In LimboI'm in a very apathetic state where I hope for an accident to kill me but I'm not ready to kill myself. I think about death because I'm not sure whether I want to live or die. I can't decide. Today I was hoping that I would slip fall and sustain a lethal head injury on the sidewalk. I'm a pedestrian often and I space out a lot so if I'm lucky the two factors will combine to result in me being hit by a car.
I didn't want to put this in the "I have suicidal thoughts" group because my pain is different from the kind that is discussed in those groups. It's more like starvation than pain. It sounds silly but my thirst for knowledge is so intense that it is the only reason for my life. Since the specific areas of knowledge that I thirst for are unreachable it makes my lifef pointless. If the only thing I want or care about is knowledge then being deprived of it is like taking away my reason to live.
Curiosity is my main drive and my favourite saying is "curiosity killed the cat". I have a different interpretation of that saying than the one most people think of. Whenever I hear someone use that saying in the sense that the cat was too curious and got itself in trouble I want to punch the speaker. The cat wasn't killed because he was curious and got himself in trouble. The cat was killed because he "didn't get himself in trouble".
My definition of the common saying is that unsatisfied curiosity starved the cat to death. Getting into a dangerous situation as a result of foolish curiosity would be a much better alternative to starvation. I should know. I'm being starved and it's killing me. It makes me want to die because this life is futile.
Thinking about the possibility of reincarnation now. Something needs to happen for me to be satisfied and it can't happen in this life. I can never be content until it does so reincarnation sounds better than going to some kind of heaven for me. If, at the end of this life, I were to go to heaven, I would be just as miserable as I would be in hell. My thirst would still be unquenched and having something better wouldn't make any difference at all. Heaven means the end. It means that there is nothing more to happen in life which means that whatever didn't happen will never happen. Forever means never and since my thirst is for an imperfect thing that has pain attached to it, it would certainly not be in heaven. It is an earthly thing but it is not materialistic. It is a need for specific life experiences. Certain things need to happen in my life. That is why I would prefer to be reincarnated an infinite number of times until those things happen.
Obviously I don't know what happens after death. Even reincarnation isn't perfect for my kind of person. The kind of person I am is like Faust and the problem with reincarnation is that the person in your next life may be related to you even if it isn't really you. I have no memory of any past lives and I sometimes wonder if what I'm waiting for already happened. I would have no memory of this life in the next one if I were reincarnated. So I am still left with my bleak and miserable situation. I'm still deprived and I have very little hope.
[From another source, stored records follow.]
PR #3380, opened 2020-03-12
Filter marked for me in monitoring

tomaskikutis:
SDBELGA-156

DEPENDS ON: https://github.com/superdesk/superdesk-ui-framework/pull/442


scripts/apps/monitoring/directives/MonitoringFilteringButtons.tsx
```diff
@@ -0,0 +1,162 @@
...
+
+class FilterButton extends React.PureComponent<IPropsFilterButton, IState> {
+    getFilters: () => {[key: string]: any};
+
+    constructor(props: IPropsFilterButton) {
+        super(props);
+
+        this.state = {};
+
+        this.getFilters = () => ({'task.desk': [this.props.deskId], ...this.props.button.query});
```
pablopunk: why is `getFilters` a function instead of a plain object?

scripts/apps/monitoring/controllers/AggregateCtrl.ts
```diff
@@ -370,6 +371,26 @@ export function AggregateCtrl($scope, desks, workspaces, preferencesService, sto
         });
     }
 
+    this.isCustomFilterActive = (filter: IMonitoringFilter) => {
+        return Object.keys(this.activeFilters.customFilters ?? {}).includes(filter.label);
```
pablopunk: what about simply:

```js
return this.activeFilters.customFilters?.[filter.label] != null
```

scripts/apps/monitoring/directives/MonitoringFilteringButtons.tsx
tomaskikutis: because `getFilters` depends on props and is initialized in the constructor. When props change, the constructor is not called again. If it were a plain object it would get stuck with initial values and wouldn't react to prop changes.

scripts/apps/monitoring/controllers/AggregateCtrl.ts
tomaskikutis: it may not work with certain filters like `filter all items which don't have a slugline` which might be `customFilters = {slugline: null}`

pablopunk: You could also use `in` notation:

```js
return filter.label in this.activeFilters.customFilters ?? {}
```

This might be more readable.

tomaskikutis: `in` operator doesn't work the same. It also includes keys from inherited objects which not desired in most cases.

```
Object.keys(a)
[]
'a' in a
true
```

I could use a [helper function](https://user-images.githubusercontent.com/2076953/76621876-a76d1180-6530-11ea-8411-d9d24746c870.png), but it doesn't increase readability to me. What do you think?

pablopunk: nah I think it's good as it is now, readable enough

PR #3382, opened 2020-03-13
Fix ts compiler warning

pablopunk:
Captura de pantalla 2020-03-13 a las 14 31 34

This was preventing users from creating new metadata items due to this error:

Captura de pantalla 2020-03-13 a las 14 32 38


petrjasek:
@pablopunk any idea if that's only affecting develop branch or also 1.33?

pablopunk:
@petrjasek I don't think so, it was introduced here https://github.com/superdesk/superdesk-client-core/commit/4db9a3f18ec37fba8f69ccc8e2282f14e8b1b5bf

PR #3383, opened 2020-03-17
Omit invalid translations on the server before returning the JSON to the client. [SDCP-187]

GyanP:


petrjasek:
that's file generated on transifex but then it's stored as part of client core and fetched by client when user changes language

tomaskikutis:
How does it get here from transifex? We need a convenient place to do processing on it to remove invalid translations.

petrjasek:
there is this `nggettext_compile` grunt task which creates json from po

tomaskikutis:
@GyanP can you add code in that grunt task to automatically strip out invalid translations so they don't get to JSON?

petrjasek:
will merge it as I need it for the release, lets make that check in another PR

PR #3384, opened 2020-03-17
Fix e2e test: wait for attribute

tomaskikutis:
fails on 1.33 release branch, but the fix should be merged to develop too


tomaskikutis:
@pablopunk @petrjasek can you review the code? I know the tests are failing, but it's because a release of e2e testing helpers package is required and I want to do it after the code is reviewed.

I can truly understand and identify with Faust. The difference between me and him is trivial. He wanted more than I want but we still both are starved of something unattainable. He wanted unlimited knowledge and worldly pleasures and I want unattainable knowledge without pleasure. What he needed is still equally unattainable to what I need.
I'm sure the idea of making a deal with a demon for knowledge sounds foolish. I doubt people who don't feel the same Faustian pain understand the desperation. I'm so desperate I would probably make a similar bargain just to end the pain. Obviously I can't just do that but if given the opportunity I would consider it.
I often joke to myself that there is someone listening to me in my living room and bedroom but that is just me being silly. I start to thing, "ooh, the promises I've made have been heard and my pleas are being listened to". That's just me fooling around and being childish. I pretend certain things are ways of someone letting me know he is listening when I know that's not the case. For example, when a present I hid in my closet fell against the door, bounced off, fell again, bounced off, banged into the door again, bounced off, and fell a fourth time I just pretended that the four knocks that were created was a signal that my prayer was heard even though I knew it was just my present banging against the door.
That allowed me to just play with it as a coping mechanism. I play with such ideas just to keep myself out of the hopeless pit I spend too much time in. Distraction is another coping mechanism. I try to distract myself from my thoughts by occupying my attention with other things like video games. I just want to stop thinking. I give up. Just let me go to sleep and stop thinking about my hunger. It feels like someone is constantly repeating the words "you know you want it" to me. You know you want it. You know you want it. You know you want it. It's just an intrusive thought coming from my unconscious.
Please shut up brain. Please shut up brain. Please shut up. Why can't I just lose consciousness?